PROVIDED DATA =

________________________

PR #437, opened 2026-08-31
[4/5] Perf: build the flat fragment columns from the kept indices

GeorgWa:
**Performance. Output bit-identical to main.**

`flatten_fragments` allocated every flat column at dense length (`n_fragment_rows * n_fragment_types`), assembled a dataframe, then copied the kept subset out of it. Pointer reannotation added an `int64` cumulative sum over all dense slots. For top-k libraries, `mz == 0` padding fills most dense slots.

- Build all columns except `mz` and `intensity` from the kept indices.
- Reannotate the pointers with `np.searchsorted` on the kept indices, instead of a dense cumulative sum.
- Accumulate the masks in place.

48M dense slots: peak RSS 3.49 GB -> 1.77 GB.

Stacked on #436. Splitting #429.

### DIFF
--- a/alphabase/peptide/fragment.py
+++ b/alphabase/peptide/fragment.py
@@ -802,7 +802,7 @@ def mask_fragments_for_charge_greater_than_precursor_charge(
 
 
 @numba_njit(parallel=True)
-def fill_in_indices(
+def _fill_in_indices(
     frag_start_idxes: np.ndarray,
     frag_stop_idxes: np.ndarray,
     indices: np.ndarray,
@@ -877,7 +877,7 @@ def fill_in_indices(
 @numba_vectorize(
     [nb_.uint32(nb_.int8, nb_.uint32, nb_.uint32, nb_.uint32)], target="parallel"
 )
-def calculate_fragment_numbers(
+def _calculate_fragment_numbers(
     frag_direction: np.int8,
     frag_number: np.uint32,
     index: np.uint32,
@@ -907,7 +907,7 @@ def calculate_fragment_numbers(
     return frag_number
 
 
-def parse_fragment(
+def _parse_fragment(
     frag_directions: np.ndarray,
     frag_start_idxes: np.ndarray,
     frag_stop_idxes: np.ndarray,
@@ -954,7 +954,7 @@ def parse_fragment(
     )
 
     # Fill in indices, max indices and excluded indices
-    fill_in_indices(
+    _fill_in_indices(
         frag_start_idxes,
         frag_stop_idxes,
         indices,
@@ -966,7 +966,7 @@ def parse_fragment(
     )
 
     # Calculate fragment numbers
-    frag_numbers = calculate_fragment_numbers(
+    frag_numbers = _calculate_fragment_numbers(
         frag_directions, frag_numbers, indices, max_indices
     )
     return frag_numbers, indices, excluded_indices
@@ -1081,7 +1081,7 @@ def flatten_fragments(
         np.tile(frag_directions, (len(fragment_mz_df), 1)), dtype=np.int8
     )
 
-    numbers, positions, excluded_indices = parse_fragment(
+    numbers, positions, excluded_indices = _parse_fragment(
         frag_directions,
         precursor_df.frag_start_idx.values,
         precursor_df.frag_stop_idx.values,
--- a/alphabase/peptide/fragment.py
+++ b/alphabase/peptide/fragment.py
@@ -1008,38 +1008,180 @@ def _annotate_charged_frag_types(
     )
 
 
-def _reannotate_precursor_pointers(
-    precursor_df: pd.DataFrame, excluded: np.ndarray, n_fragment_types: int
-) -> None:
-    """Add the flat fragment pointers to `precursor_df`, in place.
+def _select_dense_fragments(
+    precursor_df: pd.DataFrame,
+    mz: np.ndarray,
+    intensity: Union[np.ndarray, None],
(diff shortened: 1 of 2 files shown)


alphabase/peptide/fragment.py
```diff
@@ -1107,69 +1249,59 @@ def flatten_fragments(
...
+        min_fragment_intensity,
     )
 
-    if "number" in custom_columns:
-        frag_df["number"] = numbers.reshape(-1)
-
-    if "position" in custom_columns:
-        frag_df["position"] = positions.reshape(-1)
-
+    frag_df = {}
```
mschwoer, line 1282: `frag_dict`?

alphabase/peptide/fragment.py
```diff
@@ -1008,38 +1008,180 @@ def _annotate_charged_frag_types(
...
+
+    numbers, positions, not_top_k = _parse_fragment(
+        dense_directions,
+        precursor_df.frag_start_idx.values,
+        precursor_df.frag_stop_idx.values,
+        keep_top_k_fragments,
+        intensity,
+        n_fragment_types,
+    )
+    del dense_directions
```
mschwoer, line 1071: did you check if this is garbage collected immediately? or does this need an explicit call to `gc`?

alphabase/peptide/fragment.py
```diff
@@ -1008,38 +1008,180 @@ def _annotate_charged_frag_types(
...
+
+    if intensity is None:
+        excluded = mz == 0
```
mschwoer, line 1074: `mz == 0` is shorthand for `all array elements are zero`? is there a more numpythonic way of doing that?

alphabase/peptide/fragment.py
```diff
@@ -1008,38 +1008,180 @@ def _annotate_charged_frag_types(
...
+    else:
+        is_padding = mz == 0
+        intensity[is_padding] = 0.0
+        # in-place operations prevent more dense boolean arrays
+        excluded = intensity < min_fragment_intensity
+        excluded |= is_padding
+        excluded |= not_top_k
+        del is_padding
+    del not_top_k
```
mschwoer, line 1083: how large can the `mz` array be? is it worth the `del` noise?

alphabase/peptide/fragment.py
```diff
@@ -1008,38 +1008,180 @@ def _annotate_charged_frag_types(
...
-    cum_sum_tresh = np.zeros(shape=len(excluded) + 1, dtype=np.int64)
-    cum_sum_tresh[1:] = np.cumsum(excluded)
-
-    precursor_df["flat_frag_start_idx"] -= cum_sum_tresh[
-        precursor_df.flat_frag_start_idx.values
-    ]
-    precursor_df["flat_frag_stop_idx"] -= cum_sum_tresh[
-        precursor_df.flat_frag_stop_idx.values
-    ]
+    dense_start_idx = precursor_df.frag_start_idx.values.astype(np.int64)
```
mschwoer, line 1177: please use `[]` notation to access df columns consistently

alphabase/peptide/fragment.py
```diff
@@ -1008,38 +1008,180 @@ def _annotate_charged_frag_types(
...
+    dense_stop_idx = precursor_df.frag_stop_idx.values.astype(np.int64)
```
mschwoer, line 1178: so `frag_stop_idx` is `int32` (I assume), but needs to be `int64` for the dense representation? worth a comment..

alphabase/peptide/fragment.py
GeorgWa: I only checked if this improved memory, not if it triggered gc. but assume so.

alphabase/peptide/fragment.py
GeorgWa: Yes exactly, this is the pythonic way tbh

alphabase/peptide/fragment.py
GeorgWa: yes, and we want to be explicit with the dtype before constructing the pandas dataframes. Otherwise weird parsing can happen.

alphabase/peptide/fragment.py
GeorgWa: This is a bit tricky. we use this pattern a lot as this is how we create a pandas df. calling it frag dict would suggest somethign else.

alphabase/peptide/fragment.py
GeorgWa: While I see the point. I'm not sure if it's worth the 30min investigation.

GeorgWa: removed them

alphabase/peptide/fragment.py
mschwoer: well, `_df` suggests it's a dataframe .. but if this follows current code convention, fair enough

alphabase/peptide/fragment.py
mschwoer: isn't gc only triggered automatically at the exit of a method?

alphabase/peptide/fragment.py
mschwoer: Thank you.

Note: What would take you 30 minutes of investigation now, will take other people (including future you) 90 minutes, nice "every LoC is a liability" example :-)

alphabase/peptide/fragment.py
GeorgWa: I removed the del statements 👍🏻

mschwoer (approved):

________________________

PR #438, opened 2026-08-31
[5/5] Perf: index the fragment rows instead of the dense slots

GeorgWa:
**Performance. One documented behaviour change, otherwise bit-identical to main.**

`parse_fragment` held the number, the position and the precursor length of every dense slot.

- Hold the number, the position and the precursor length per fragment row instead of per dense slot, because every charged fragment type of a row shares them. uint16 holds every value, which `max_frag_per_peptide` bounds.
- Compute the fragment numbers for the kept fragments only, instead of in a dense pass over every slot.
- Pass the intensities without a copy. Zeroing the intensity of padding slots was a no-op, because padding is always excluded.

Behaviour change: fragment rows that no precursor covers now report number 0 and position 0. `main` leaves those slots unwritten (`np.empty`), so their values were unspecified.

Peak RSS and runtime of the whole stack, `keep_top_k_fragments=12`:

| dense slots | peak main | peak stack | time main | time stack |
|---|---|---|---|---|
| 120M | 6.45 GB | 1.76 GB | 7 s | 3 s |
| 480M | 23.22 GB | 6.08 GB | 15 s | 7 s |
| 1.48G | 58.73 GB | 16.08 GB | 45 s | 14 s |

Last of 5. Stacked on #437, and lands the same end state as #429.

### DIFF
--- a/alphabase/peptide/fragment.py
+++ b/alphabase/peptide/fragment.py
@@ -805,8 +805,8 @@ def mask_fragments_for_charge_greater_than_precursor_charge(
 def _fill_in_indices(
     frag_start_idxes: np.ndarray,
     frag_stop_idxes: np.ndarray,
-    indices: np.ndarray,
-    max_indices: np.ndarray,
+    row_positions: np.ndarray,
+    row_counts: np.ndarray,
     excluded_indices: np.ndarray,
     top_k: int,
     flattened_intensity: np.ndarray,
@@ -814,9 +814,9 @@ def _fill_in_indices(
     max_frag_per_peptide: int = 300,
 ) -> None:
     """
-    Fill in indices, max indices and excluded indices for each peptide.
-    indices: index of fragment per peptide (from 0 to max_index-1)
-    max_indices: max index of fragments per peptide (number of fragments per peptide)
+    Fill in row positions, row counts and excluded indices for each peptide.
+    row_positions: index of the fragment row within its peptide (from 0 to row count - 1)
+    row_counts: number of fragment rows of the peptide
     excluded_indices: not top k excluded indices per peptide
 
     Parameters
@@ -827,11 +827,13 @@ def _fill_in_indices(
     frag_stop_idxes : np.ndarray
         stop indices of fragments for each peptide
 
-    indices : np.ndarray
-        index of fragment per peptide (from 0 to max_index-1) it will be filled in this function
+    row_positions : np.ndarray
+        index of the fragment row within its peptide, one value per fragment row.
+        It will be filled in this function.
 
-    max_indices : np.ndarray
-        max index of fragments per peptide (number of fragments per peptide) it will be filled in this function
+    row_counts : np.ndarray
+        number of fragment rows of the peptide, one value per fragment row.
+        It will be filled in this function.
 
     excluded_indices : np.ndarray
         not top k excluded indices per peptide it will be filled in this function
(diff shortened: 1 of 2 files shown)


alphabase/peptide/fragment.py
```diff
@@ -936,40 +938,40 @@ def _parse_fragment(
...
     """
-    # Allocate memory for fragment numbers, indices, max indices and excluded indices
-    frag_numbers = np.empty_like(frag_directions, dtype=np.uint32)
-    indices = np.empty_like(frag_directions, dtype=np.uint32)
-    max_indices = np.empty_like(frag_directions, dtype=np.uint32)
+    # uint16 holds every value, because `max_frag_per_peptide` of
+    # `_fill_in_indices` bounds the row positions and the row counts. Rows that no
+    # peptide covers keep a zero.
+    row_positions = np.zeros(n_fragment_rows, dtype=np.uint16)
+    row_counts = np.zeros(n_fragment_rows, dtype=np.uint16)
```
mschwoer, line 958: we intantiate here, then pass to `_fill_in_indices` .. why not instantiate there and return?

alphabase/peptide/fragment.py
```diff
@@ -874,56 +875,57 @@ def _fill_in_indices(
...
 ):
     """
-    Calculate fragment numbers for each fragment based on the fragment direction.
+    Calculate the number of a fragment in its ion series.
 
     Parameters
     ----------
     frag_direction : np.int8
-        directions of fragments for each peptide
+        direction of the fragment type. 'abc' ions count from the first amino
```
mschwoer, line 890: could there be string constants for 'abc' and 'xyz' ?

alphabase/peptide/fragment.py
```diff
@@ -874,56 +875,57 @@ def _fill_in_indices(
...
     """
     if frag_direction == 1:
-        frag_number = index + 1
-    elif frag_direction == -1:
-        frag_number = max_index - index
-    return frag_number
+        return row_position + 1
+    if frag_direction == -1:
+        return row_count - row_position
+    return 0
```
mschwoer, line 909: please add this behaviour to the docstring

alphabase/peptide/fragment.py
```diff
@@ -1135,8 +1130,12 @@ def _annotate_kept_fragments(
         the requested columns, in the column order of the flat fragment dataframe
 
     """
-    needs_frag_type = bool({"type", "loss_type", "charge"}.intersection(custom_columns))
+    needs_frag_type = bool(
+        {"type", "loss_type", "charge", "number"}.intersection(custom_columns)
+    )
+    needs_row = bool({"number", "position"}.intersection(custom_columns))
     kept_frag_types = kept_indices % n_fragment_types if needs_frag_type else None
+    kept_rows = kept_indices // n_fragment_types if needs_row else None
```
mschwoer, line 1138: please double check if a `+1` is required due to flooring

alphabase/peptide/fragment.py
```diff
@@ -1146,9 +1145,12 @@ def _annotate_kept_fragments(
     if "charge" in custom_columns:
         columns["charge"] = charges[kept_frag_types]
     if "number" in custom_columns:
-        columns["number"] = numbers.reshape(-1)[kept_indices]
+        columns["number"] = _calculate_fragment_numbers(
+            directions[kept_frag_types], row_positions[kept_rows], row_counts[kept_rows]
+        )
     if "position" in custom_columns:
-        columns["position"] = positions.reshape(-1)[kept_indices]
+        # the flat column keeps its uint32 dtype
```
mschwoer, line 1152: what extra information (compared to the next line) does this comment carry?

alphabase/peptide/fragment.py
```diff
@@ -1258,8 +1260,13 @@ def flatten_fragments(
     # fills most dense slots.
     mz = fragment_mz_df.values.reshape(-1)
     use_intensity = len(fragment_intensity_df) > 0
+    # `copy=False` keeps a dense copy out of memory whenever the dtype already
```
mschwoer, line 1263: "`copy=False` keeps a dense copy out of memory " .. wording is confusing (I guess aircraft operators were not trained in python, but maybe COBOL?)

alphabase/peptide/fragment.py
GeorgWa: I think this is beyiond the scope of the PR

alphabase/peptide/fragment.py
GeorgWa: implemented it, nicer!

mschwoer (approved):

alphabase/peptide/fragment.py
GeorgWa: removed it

________________________

ACTION ITEM =
The result is a copy of every line above where the word "them" shows up.

TASK OUTPUT =
GeorgWa: removed them
- Hold the number, the position and the precursor length per fragment row instead of per dense slot, because every charged fragment type of a row shares them. uint16 holds every value, which `max_frag_per_peptide` bounds.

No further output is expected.